> **PROBLEM REQUIREMENTS**: The listing that follows must be retyped in full, exactly.

> **SOURCE MATERIAL**:
PR #165, opened 2019-08-10
Fix for Domeneshop when using insecure parameter

ornulfn:
Using insecure parameters will throw an error.
The PSCredential object is only needed to decrypt the secure string.

Tested using PS Core 6.2.0 on Linux

Signed-off-by: Ørnulf Nielsen <40027793+ornulfn@users.noreply.github.com>


rmbolger:
Good catch

PR #170, opened 2019-09-09
Support supplying new PluginArgs on renewal

matt-FFFFFF:
Consider scenarios where we are using short lived access tokens for authentication to a DNS provider. The previously supplied token will now no longer be valid, therefore it would be good to be able to supply a new set of PluginArgs in the renewal.

This scenario is applicable in CI/CD workflows. I have run into this issue using the Azure DNS plugin where I use az cli to generate an access token to supply to Posh-ACME. I did not want to supply standing credentials as they would be stored in the .config folder as I would have to manage that.

I realise this could be problematic when multiple DNS plugins are used. Another alternative is to make public the ```Export-PluginArgs``` function. This way people can update them before running the ```Submit-Renewal``` command.

### DIFF
--- a/Posh-ACME/Public/Submit-Renewal.ps1
+++ b/Posh-ACME/Public/Submit-Renewal.ps1
@@ -167,6 +167,9 @@ function Submit-Renewal {
     .PARAMETER NoSkipManualDns
         If specified, orders that utilize the Manual DNS plugin will not be skipped and user interaction may be required to complete the process. Otherwise, orders that utilize the Manual DNS plugin will be skipped.
 
+    .PARAMETER PluginArgs
+        A hashtable containing an updated set of plugin arguments to use with the renewal. So if a plugin has a -MyText string and -MyNumber integer parameter, you could specify them as @{MyText='text';MyNumber=1234}.
+
     .EXAMPLE
         Submit-Renewal
 
--- a/Posh-ACME/Public/Submit-Renewal.ps1
+++ b/Posh-ACME/Public/Submit-Renewal.ps1
@@ -9,7 +9,8 @@ function Submit-Renewal {
         [switch]$AllAccounts,
         [switch]$NewKey,
         [switch]$Force,
-        [switch]$NoSkipManualDns
+        [switch]$NoSkipManualDns,
+        [hashtable]$PluginArgs
     )
 
     Begin {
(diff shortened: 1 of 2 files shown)


Posh-ACME/Public/Submit-Renewal.ps1
```diff
@@ -9,7 +9,8 @@ function Submit-Renewal {
         [switch]$AllAccounts,
         [switch]$NewKey,
         [switch]$Force,
-        [switch]$NoSkipManualDns
+        [switch]$NoSkipManualDns,
+        [hashtable]$PluginArgs
```
rmbolger: Can you add an associated `.PARAMETER` help item down around line 170 with text similar to the one in `New-PACertificate`? Something like this:

> A hashtable containing an updated set of plugin arguments to use with the renewal. So if a plugin has a -MyText string and -MyNumber integer parameter, you could specify them as @{MyText='text';MyNumber=1234}.

Tutorial.md
```diff
@@ -162,6 +162,17 @@ Submit-Renewal -AllAccounts
 
 These are designed to be used in a daily scheduled task. **Make sure to have it run as the same user you're currently logged in as** because the module config is all stored in your local profile. Each day, it will check the existing certs for ones that have reached the renewal window and renew them. It will just ignore the ones that aren't ready yet.
 
+### Updating DNS Plugin Parameters on Renewal
+
+If you are authenticating to your DNS provider using a short-lived access token, you may need to update said token when it comes to renewal. You can do this by specifying the new plugin parameters using the ```-PluginArgs``` parameter. **The full set of plugin arguments must be specified**.
```
rmbolger: Thanks for including the update to the tutorial with this. I'd just tweak it slightly to include cases where normal credentials have changes as well.

```suggestion
DNS provider credentials can change over time and some plugins can be used with purposefully short-lived access tokens. In these cases, you can specify the new plugin parameters using the ```-PluginArgs``` parameter. **The full set of plugin arguments must be specified.**
```

rmbolger:
Hey @matt-FFFFFF. Thanks for the PR! It's so simple, yet so useful. I left a couple comments with some suggested tweaks to help/tutorial stuff. But other than that, it looks good.

Posh-ACME/Public/Submit-Renewal.ps1
matt-FFFFFF: Done - see 7805fee

matt-FFFFFF:
> Hey @matt-FFFFFF. Thanks for the PR! It's so simple, yet so useful. I left a couple comments with some suggested tweaks to help/tutorial stuff. But other than that, it looks good.

No worries, HTH.

matt-FFFFFF:
Hi @rmbolger, do you have any timescales for the next release that will incorporate this PR?

Thanks :)

rmbolger:
There are two other open issues that I've committed fixes for, 157 and 168. I was hoping to get confirmation from the OPs on those issues that the changes do indeed fix their issue before pushing the release. But if I don't hear back in a few days, I'll just push it anyway. So likely before this weekend.

matt-FFFFFF:
Fantastic. Thanks for the prompt response.

PR #173, opened 2019-09-16
Azure App Services / Function Apps Storage Path

alphaz18:
In Azure App Services and Function Apps, the LOCALAPPDATA folder is a non persistent storage location. that means it will randomly get wiped by Microsoft. This doesn't work for storing certs and metadata. so they recommend using the HOME env var folder as this is the only persistent storage in App services. 
This code will determine if its on azure app services by using (env var WEBSITE_INSTANCE_ID) which only exists in those services.

### DIFF
--- a/.gitignore
+++ b/.gitignore
@@ -1,1 +1,3 @@
 .vscode
+/.vs/Posh-ACME/v16
+/.vs
--- a/Posh-ACME/Private/Import-PAConfig.ps1
+++ b/Posh-ACME/Private/Import-PAConfig.ps1
@@ -26,8 +26,13 @@ function Import-PAConfig {
     # make sure we have the root config folder
     if ([string]::IsNullOrWhiteSpace((Get-ConfigRoot))) {
         if ($IsWindows -or $PSVersionTable.PSEdition -eq 'Desktop') {
-            Set-ConfigRoot (Join-Path $env:LOCALAPPDATA 'Posh-ACME')
-        } elseif ($IsLinux) {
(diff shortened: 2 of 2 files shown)


rmbolger:
Hey @alphaz18. Thanks for the idea! However, technically this would be a breaking change for anyone using Posh-ACME on these platforms that is currently relying on the fact that LOCALAPPDATA is non-persistent. I can definitely see some use-cases where it may even be desirable for short-lived services or instances. So I wouldn't want to force this change on everyone.

As an alternative if you want your own instances to have a persistent config location, you should be able to use the `POSHACME_HOME` environment variable to override the default config location to wherever you want. It looks like you'd configure this in [Application settings](https://docs.microsoft.com/en-us/azure/app-service/configure-common). Would that work?

alphaz18:
thanks, let me give that a try! I"m ok with that, but I'm just curious, under what scenario would you want data like that to randomly disappear? the data is only persistent over in that one webapp or one function app, if the function app is deleted, then the data will be gone anyway? (not being combative, just genuinely curious)

rmbolger:
I was thinking micro-services where each instance has a unique (potentially random) DNS name such that the certificate is only good once and the service's lifetime is relatively short. But I don't regularly play in that space, so you're probably right that it doesn't matter whether the config is persistent or not in that case.

Mostly, I'm just trying to avoid breaking changes (as minor as this one might be) unless it's a really good reason. It also feels weird that it's core module code tailored specifically for Azure.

> **SOLUTION TO THIS PROBLEM**:
PR #165, opened 2019-08-10
Fix for Domeneshop when using insecure parameter

ornulfn:
Using insecure parameters will throw an error.
The PSCredential object is only needed to decrypt the secure string.

Tested using PS Core 6.2.0 on Linux

Signed-off-by: Ørnulf Nielsen <40027793+ornulfn@users.noreply.github.com>


rmbolger:
Good catch

PR #170, opened 2019-09-09
Support supplying new PluginArgs on renewal

matt-FFFFFF:
Consider scenarios where we are using short lived access tokens for authentication to a DNS provider. The previously supplied token will now no longer be valid, therefore it would be good to be able to supply a new set of PluginArgs in the renewal.

This scenario is applicable in CI/CD workflows. I have run into this issue using the Azure DNS plugin where I use az cli to generate an access token to supply to Posh-ACME. I did not want to supply standing credentials as they would be stored in the .config folder as I would have to manage that.

I realise this could be problematic when multiple DNS plugins are used. Another alternative is to make public the ```Export-PluginArgs``` function. This way people can update them before running the ```Submit-Renewal``` command.

### DIFF
--- a/Posh-ACME/Public/Submit-Renewal.ps1
+++ b/Posh-ACME/Public/Submit-Renewal.ps1
@@ -167,6 +167,9 @@ function Submit-Renewal {
     .PARAMETER NoSkipManualDns
         If specified, orders that utilize the Manual DNS plugin will not be skipped and user interaction may be required to complete the process. Otherwise, orders that utilize the Manual DNS plugin will be skipped.
 
+    .PARAMETER PluginArgs
+        A hashtable containing an updated set of plugin arguments to use with the renewal. So if a plugin has a -MyText string and -MyNumber integer parameter, you could specify them as @{MyText='text';MyNumber=1234}.
+
     .EXAMPLE
         Submit-Renewal
 
--- a/Posh-ACME/Public/Submit-Renewal.ps1
+++ b/Posh-ACME/Public/Submit-Renewal.ps1
@@ -9,7 +9,8 @@ function Submit-Renewal {
         [switch]$AllAccounts,
         [switch]$NewKey,
         [switch]$Force,
-        [switch]$NoSkipManualDns
+        [switch]$NoSkipManualDns,
+        [hashtable]$PluginArgs
     )
 
     Begin {
(diff shortened: 1 of 2 files shown)


Posh-ACME/Public/Submit-Renewal.ps1
```diff
@@ -9,7 +9,8 @@ function Submit-Renewal {
         [switch]$AllAccounts,
         [switch]$NewKey,
         [switch]$Force,
-        [switch]$NoSkipManualDns
+        [switch]$NoSkipManualDns,
+        [hashtable]$PluginArgs
```
rmbolger: Can you add an associated `.PARAMETER` help item down around line 170 with text similar to the one in `New-PACertificate`? Something like this:

> A hashtable containing an updated set of plugin arguments to use with the renewal. So if a plugin has a -MyText string and -MyNumber integer parameter, you could specify them as @{MyText='text';MyNumber=1234}.

Tutorial.md
```diff
@@ -162,6 +162,17 @@ Submit-Renewal -AllAccounts
 
 These are designed to be used in a daily scheduled task. **Make sure to have it run as the same user you're currently logged in as** because the module config is all stored in your local profile. Each day, it will check the existing certs for ones that have reached the renewal window and renew them. It will just ignore the ones that aren't ready yet.
 
+### Updating DNS Plugin Parameters on Renewal
+
+If you are authenticating to your DNS provider using a short-lived access token, you may need to update said token when it comes to renewal. You can do this by specifying the new plugin parameters using the ```-PluginArgs``` parameter. **The full set of plugin arguments must be specified**.
```
rmbolger: Thanks for including the update to the tutorial with this. I'd just tweak it slightly to include cases where normal credentials have changes as well.

```suggestion
DNS provider credentials can change over time and some plugins can be used with purposefully short-lived access tokens. In these cases, you can specify the new plugin parameters using the ```-PluginArgs``` parameter. **The full set of plugin arguments must be specified.**
```

rmbolger:
Hey @matt-FFFFFF. Thanks for the PR! It's so simple, yet so useful. I left a couple comments with some suggested tweaks to help/tutorial stuff. But other than that, it looks good.

Posh-ACME/Public/Submit-Renewal.ps1
matt-FFFFFF: Done - see 7805fee

matt-FFFFFF:
> Hey @matt-FFFFFF. Thanks for the PR! It's so simple, yet so useful. I left a couple comments with some suggested tweaks to help/tutorial stuff. But other than that, it looks good.

No worries, HTH.

matt-FFFFFF:
Hi @rmbolger, do you have any timescales for the next release that will incorporate this PR?

Thanks :)

rmbolger:
There are two other open issues that I've committed fixes for, 157 and 168. I was hoping to get confirmation from the OPs on those issues that the changes do indeed fix their issue before pushing the release. But if I don't hear back in a few days, I'll just push it anyway. So likely before this weekend.

matt-FFFFFF:
Fantastic. Thanks for the prompt response.

PR #173, opened 2019-09-16
Azure App Services / Function Apps Storage Path

alphaz18:
In Azure App Services and Function Apps, the LOCALAPPDATA folder is a non persistent storage location. that means it will randomly get wiped by Microsoft. This doesn't work for storing certs and metadata. so they recommend using the HOME env var folder as this is the only persistent storage in App services. 
This code will determine if its on azure app services by using (env var WEBSITE_INSTANCE_ID) which only exists in those services.

### DIFF
--- a/.gitignore
+++ b/.gitignore
@@ -1,1 +1,3 @@
 .vscode
+/.vs/Posh-ACME/v16
+/.vs
--- a/Posh-ACME/Private/Import-PAConfig.ps1
+++ b/Posh-ACME/Private/Import-PAConfig.ps1
@@ -26,8 +26,13 @@ function Import-PAConfig {
     # make sure we have the root config folder
     if ([string]::IsNullOrWhiteSpace((Get-ConfigRoot))) {
         if ($IsWindows -or $PSVersionTable.PSEdition -eq 'Desktop') {
-            Set-ConfigRoot (Join-Path $env:LOCALAPPDATA 'Posh-ACME')
-        } elseif ($IsLinux) {
(diff shortened: 2 of 2 files shown)


rmbolger:
Hey @alphaz18. Thanks for the idea! However, technically this would be a breaking change for anyone using Posh-ACME on these platforms that is currently relying on the fact that LOCALAPPDATA is non-persistent. I can definitely see some use-cases where it may even be desirable for short-lived services or instances. So I wouldn't want to force this change on everyone.

As an alternative if you want your own instances to have a persistent config location, you should be able to use the `POSHACME_HOME` environment variable to override the default config location to wherever you want. It looks like you'd configure this in [Application settings](https://docs.microsoft.com/en-us/azure/app-service/configure-common). Would that work?

alphaz18:
thanks, let me give that a try! I"m ok with that, but I'm just curious, under what scenario would you want data like that to randomly disappear? the data is only persistent over in that one webapp or one function app, if the function app is deleted, then the data will be gone anyway? (not being combative, just genuinely curious)

rmbolger:
I was thinking micro-services where each instance has a unique (potentially random) DNS name such that the certificate is only good once and the service's lifetime is relatively short. But I don't regularly play in that space, so you're probably right that it doesn't matter whether the config is persistent or not in that case.

Mostly, I'm just trying to avoid breaking changes (as minor as this one might be) unless it's a really good reason. It also feels weird that it's core module code tailored specifically for Azure.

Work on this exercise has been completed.